= Beginning of Section =

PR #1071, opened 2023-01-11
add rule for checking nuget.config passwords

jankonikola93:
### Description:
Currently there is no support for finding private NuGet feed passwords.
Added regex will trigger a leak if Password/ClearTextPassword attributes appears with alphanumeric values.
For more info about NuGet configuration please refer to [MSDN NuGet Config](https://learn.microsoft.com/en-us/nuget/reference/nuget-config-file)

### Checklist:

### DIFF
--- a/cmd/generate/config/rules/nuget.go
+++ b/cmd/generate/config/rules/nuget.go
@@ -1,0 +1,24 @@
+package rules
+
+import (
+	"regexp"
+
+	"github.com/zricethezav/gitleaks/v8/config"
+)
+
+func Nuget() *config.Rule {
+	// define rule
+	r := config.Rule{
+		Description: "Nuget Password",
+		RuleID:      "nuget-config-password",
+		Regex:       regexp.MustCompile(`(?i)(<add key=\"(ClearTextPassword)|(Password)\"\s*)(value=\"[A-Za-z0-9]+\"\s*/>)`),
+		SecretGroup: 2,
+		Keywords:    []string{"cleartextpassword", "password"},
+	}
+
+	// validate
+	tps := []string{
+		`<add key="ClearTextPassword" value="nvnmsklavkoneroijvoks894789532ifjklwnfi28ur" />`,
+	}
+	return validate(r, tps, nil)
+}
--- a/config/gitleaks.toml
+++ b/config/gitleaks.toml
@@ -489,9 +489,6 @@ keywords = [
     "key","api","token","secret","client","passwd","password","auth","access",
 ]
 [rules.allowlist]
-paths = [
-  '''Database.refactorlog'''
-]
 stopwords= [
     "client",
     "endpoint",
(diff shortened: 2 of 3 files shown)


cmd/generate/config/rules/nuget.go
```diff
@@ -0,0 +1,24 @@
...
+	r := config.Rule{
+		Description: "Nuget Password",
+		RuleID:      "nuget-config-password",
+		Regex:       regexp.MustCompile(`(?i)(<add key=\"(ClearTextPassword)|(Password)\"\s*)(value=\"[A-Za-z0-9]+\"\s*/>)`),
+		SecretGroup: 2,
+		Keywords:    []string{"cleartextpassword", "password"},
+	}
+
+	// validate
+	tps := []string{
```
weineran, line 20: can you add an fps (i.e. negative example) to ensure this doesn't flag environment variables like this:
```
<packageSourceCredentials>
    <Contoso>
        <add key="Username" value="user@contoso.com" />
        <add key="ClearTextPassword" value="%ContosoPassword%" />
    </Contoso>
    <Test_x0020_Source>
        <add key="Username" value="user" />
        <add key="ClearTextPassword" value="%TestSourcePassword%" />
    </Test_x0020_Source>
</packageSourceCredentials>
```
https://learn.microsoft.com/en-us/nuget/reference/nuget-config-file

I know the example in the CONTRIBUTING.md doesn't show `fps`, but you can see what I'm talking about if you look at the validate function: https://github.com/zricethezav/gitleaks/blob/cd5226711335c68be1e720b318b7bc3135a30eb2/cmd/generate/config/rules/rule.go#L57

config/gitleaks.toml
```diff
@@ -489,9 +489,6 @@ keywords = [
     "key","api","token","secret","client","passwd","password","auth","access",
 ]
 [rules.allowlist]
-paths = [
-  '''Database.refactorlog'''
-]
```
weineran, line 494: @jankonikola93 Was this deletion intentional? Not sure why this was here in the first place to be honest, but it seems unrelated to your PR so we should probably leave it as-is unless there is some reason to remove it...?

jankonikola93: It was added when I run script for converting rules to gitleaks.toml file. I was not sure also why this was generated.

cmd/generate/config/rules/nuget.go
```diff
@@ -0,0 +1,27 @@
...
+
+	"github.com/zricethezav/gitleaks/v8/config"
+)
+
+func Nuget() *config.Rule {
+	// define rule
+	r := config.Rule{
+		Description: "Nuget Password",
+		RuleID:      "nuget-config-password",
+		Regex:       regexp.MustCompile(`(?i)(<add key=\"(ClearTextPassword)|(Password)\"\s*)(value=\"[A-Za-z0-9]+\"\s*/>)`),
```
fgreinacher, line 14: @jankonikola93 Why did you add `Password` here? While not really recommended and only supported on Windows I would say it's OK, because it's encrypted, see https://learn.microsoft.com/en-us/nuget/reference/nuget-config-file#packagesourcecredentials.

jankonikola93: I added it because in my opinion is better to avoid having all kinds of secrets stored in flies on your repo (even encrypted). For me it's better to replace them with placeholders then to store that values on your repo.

= End of Section =
= Beginning of Section =

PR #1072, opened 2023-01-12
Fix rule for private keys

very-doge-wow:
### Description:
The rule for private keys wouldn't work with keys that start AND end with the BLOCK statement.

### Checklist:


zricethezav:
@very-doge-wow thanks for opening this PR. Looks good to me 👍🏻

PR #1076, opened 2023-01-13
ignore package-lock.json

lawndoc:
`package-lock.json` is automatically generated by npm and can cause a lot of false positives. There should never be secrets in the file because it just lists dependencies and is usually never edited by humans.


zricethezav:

= End of Section =
= Beginning of Section =

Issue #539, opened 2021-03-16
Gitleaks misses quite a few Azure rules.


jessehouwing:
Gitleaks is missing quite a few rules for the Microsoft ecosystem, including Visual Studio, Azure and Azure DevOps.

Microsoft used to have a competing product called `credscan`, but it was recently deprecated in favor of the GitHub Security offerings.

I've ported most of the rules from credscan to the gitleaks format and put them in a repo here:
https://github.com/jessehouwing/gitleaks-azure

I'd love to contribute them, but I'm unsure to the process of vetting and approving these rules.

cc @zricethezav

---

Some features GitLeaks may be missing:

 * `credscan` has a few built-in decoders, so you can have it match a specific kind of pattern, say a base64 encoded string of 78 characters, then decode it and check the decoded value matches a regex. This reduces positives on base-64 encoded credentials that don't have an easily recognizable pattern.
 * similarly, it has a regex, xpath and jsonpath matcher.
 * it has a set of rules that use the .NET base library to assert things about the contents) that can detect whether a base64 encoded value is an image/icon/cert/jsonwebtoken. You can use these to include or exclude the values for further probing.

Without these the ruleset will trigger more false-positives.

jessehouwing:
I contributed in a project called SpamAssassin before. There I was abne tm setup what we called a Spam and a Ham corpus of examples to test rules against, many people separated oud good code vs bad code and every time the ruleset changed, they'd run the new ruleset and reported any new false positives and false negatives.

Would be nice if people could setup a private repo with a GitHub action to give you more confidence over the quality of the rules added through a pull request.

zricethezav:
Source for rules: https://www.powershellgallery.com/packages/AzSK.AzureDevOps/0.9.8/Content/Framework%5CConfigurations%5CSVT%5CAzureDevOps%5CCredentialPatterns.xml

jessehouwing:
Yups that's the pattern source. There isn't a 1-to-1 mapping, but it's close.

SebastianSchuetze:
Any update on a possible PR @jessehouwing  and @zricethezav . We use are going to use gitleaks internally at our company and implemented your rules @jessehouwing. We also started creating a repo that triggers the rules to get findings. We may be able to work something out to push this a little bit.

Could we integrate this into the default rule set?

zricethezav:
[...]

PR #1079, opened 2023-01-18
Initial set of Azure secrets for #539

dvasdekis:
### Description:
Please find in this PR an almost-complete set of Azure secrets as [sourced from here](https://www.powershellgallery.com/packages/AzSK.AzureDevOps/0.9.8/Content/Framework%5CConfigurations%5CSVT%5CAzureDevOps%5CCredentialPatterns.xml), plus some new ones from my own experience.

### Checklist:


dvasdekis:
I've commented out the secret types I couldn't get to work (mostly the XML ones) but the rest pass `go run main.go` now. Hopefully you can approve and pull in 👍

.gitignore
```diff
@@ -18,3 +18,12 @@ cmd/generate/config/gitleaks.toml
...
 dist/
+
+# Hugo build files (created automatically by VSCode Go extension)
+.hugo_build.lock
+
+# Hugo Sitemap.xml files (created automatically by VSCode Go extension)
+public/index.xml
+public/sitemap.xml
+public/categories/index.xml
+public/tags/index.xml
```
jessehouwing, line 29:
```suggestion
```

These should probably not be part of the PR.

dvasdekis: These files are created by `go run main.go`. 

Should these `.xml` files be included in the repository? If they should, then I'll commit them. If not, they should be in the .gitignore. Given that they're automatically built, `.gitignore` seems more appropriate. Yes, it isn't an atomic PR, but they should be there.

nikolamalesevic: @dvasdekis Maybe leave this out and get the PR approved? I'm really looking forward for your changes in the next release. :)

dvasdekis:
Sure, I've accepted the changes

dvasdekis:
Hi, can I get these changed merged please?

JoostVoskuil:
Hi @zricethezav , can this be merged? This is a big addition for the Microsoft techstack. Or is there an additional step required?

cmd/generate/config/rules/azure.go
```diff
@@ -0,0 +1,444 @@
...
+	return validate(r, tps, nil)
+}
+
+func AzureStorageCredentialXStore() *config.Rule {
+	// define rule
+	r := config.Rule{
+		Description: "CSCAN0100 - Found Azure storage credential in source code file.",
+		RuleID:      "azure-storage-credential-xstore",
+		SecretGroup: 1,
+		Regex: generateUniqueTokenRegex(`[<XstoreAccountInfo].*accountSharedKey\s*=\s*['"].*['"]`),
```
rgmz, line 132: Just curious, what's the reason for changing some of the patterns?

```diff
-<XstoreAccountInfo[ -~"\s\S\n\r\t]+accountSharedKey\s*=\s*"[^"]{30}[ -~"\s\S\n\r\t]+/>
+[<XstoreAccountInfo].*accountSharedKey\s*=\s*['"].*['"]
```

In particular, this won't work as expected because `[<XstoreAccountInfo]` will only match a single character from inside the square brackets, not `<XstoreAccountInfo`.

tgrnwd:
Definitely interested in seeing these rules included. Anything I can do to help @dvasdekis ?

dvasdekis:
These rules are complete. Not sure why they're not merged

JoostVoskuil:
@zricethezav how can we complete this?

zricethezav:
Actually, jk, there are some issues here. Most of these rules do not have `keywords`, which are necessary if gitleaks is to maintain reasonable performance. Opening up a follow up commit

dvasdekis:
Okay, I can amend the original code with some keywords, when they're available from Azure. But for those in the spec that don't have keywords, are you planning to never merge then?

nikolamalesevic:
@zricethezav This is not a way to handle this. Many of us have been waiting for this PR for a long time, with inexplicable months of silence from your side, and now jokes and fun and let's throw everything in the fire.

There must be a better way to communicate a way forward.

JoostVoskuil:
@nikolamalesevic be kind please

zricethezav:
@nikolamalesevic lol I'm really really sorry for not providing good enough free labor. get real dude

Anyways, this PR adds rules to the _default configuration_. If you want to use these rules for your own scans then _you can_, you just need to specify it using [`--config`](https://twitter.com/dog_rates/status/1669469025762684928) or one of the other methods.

= End of Section =

● Activity
The response must hold only the lines above from the line with "jankonikola93: It was" through the line with "jankonikola93: I added", each copied exactly, both ends kept.

● Answer to the problem
jankonikola93: It was added when I run script for converting rules to gitleaks.toml file. I was not sure also why this was generated.

cmd/generate/config/rules/nuget.go
```diff
@@ -0,0 +1,27 @@
...
+
+	"github.com/zricethezav/gitleaks/v8/config"
+)
+
+func Nuget() *config.Rule {
+	// define rule
+	r := config.Rule{
+		Description: "Nuget Password",
+		RuleID:      "nuget-config-password",
+		Regex:       regexp.MustCompile(`(?i)(<add key=\"(ClearTextPassword)|(Password)\"\s*)(value=\"[A-Za-z0-9]+\"\s*/>)`),
```
fgreinacher, line 14: @jankonikola93 Why did you add `Password` here? While not really recommended and only supported on Windows I would say it's OK, because it's encrypted, see https://learn.microsoft.com/en-us/nuget/reference/nuget-config-file#packagesourcecredentials.

jankonikola93: I added it because in my opinion is better to avoid having all kinds of secrets stored in flies on your repo (even encrypted). For me it's better to replace them with placeholders then to store that values on your repo.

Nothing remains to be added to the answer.